# Stored items
__________

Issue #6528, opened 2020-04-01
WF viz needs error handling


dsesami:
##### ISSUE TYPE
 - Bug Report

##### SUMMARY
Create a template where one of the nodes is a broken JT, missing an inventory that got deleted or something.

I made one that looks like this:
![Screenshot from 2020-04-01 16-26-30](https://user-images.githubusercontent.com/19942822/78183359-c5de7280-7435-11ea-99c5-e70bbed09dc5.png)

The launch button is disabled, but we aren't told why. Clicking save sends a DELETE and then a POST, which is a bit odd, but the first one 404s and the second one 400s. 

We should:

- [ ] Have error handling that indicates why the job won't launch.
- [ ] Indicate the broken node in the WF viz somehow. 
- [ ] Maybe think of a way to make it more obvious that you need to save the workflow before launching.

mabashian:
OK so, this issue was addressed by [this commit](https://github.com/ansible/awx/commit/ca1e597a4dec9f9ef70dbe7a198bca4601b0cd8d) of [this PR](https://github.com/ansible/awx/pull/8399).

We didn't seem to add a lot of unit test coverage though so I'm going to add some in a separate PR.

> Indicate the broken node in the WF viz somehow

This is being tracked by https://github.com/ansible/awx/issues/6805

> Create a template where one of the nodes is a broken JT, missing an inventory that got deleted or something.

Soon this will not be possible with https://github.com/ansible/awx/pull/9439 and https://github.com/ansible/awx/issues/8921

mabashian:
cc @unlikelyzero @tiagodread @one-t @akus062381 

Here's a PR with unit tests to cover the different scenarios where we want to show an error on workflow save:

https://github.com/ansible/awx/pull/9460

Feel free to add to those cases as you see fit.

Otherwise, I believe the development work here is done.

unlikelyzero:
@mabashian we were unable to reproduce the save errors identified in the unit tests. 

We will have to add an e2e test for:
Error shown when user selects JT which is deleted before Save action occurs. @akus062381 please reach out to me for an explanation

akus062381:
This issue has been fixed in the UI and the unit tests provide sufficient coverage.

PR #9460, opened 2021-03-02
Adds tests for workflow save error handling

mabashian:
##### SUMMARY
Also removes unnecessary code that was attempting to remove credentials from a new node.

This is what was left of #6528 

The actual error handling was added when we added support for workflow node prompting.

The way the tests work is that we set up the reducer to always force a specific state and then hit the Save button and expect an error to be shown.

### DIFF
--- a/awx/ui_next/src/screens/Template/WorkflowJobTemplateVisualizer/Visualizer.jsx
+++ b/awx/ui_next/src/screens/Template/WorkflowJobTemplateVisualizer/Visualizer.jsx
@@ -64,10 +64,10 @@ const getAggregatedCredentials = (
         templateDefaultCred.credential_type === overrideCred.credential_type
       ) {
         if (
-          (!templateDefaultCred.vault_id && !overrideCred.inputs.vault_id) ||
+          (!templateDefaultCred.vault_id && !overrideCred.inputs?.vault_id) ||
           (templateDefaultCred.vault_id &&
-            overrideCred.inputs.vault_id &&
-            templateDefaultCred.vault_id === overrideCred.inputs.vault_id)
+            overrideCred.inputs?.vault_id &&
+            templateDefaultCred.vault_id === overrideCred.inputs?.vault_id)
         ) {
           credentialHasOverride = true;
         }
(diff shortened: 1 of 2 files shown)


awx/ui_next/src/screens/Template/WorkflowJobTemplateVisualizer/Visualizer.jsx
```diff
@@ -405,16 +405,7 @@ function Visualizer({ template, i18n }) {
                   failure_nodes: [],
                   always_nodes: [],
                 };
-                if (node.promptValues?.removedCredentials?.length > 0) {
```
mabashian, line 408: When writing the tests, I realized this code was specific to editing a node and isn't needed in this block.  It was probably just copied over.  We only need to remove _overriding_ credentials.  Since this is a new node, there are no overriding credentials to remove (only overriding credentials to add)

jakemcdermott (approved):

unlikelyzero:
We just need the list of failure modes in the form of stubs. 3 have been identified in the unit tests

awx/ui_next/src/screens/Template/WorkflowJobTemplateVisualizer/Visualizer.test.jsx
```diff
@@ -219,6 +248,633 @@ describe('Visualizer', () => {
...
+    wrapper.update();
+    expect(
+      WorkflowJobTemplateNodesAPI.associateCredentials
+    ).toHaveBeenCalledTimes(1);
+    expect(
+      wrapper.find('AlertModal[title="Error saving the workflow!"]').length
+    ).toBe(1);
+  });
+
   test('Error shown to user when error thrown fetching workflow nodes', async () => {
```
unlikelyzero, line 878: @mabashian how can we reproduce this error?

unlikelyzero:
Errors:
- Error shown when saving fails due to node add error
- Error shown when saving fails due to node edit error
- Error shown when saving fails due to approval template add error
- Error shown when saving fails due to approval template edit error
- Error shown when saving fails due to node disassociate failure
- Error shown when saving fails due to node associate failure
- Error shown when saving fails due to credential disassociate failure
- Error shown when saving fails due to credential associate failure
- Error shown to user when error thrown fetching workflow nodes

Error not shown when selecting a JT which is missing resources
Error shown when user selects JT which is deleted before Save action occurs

__________

# Task description
What lines in the data above contain the word "saving"? Copy them all.

# Result of the task
+      wrapper.find('AlertModal[title="Error saving the workflow!"]').length
- Error shown when saving fails due to node add error
- Error shown when saving fails due to node edit error
- Error shown when saving fails due to approval template add error
- Error shown when saving fails due to approval template edit error
- Error shown when saving fails due to node disassociate failure
- Error shown when saving fails due to node associate failure
- Error shown when saving fails due to credential disassociate failure
- Error shown when saving fails due to credential associate failure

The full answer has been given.